Every so often people post a picture of their pet amphibian in different threads so I thought it would be a good idea to have a communal thread where everyone can post pictures of their pets *(amphibians only)*!

Even if you have posted them before add them to here so we can build up a big collection :2thumb:


----------



## andaroo (Nov 14, 2008)




----------



## KateTracz (Mar 4, 2009)

Any pets or just amphibians?


----------



## andaroo (Nov 14, 2008)

KateTracz said:


> Any pets or just amphibians?


Just amphibians please


----------



## KateTracz (Mar 4, 2009)

Yours are really pretty!


----------



## StuartH (Jan 22, 2008)

Few recent ones from me


----------



## kizzy21_uk (Sep 6, 2008)

not very good but a few of mine


----------



## pepsirat (Feb 5, 2009)

:flrt:The could not get cuter is they tryed:mf_dribble:


----------



## TheToad888 (Dec 18, 2008)

One of my Long-toed salamanders








Two of My Whites tree frogs








One of my Whites








Another Long-toed salamander pic.


----------



## jennlovesfrogs (Jan 22, 2009)

here are mine!! my 3 RETF, my 3 Whites and my 1 horned frog


----------



## TheToad888 (Dec 18, 2008)

kizzy21_uk said:


> not very good but a few of mine


Lovely collection!
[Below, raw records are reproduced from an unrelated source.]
PR #777, opened 2024-01-05
[AiConfig Branded Editor]

zakariassoul:
[AiConfig Branded Editor]

I styled the local editor to match ai-config brand colors. This is just iteration 1...more to come


zakariassoul:
https://github.com/lastmile-ai/aiconfig/assets/17841936/8fbd4b8b-0eb5-41d5-a16f-89ba066b6143

cookbooks/Getting-Started/travel.aiconfig.json
rholinshead, line 1: Can you revert the changes to this config file please? We want to keep it as close to the getting started one as possible for testing

python/src/aiconfig/editor/client/src/Editor.tsx
```diff
@@ -141,8 +141,115 @@ export default function Editor() {
...
 
   return (
-    <div>
-      <MantineProvider withGlobalStyles withNormalizeCSS>
+    <div className="editorBackground">
+      <MantineProvider
+        withGlobalStyles
+        withNormalizeCSS
+        theme={{
+          colorScheme: "dark",
```
rholinshead, line 149: Shouldn't this be based on the user's system theme?

python/src/aiconfig/editor/client/src/components/prompt/ModelSelector.tsx
```diff
@@ -40,12 +40,15 @@ export default memo(function ModelSelector({
     <Autocomplete
       placeholder="Select model"
       limit={100}
+      className="ghost"
+      variant="unstyled"
```
rholinshead, line 44: Just noting that we've had user feedback about unstyled inputs before (discord comment about parameter name input which was previously unstyled in lastmile workbooks)

python/src/aiconfig/editor/client/src/components/prompt/RunPromptButton.tsx
```diff
@@ -8,28 +8,19 @@ type Props = {
...
-  const { classes } = useStyles();
   return (
     <Button
       onClick={runPrompt}
       disabled={isRunning}
       p="xs"
       size="xs"
       fullWidth={size === "full"}
-      className={classes.executeButton}
+      className="primaryPinkButton"
```
rholinshead, line 23: Can we make this `runPromptButton` ? It's going to be yellow in gradio, so having pink in the name is confusing

python/src/aiconfig/editor/client/src/Editor.tsx
```diff
@@ -141,8 +141,115 @@ export default function Editor() {
...
+
+          colors: {
+            // Add your color
+            deepBlue: ["#E9EDFC", "#C1CCF6", "#99ABF0" /* ... */],
+            // or replace default theme color
+            // gray: ["#E9EDFC", "#C1CCF6", "#99ABF0" /* ... */],
+            blue: ["#E9EDFC", "#C1CCF6", "#99ABF0" /* ... */],
```
rholinshead, line 156: Are these actually needed or just copied from the example?

These should be an array of 10 elements since mantine core could reference theme.colors.blue[8] for example and that will probably result in an unhandled error that could break rendering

So cute! But what is that brown frog in the water bowl?


----------



## andy07966 (Mar 10, 2009)

Baby Pacman:


----------



## TheToad888 (Dec 18, 2008)

He's healthy looking! I must admit I'm not to keen on the albino pacman colours though... They have evil eyes!


----------



## andy07966 (Mar 10, 2009)

TheToad888 said:


> He's healthy looking! I must admit I'm not to keen on the albino pacman colours though... They have evil eyes!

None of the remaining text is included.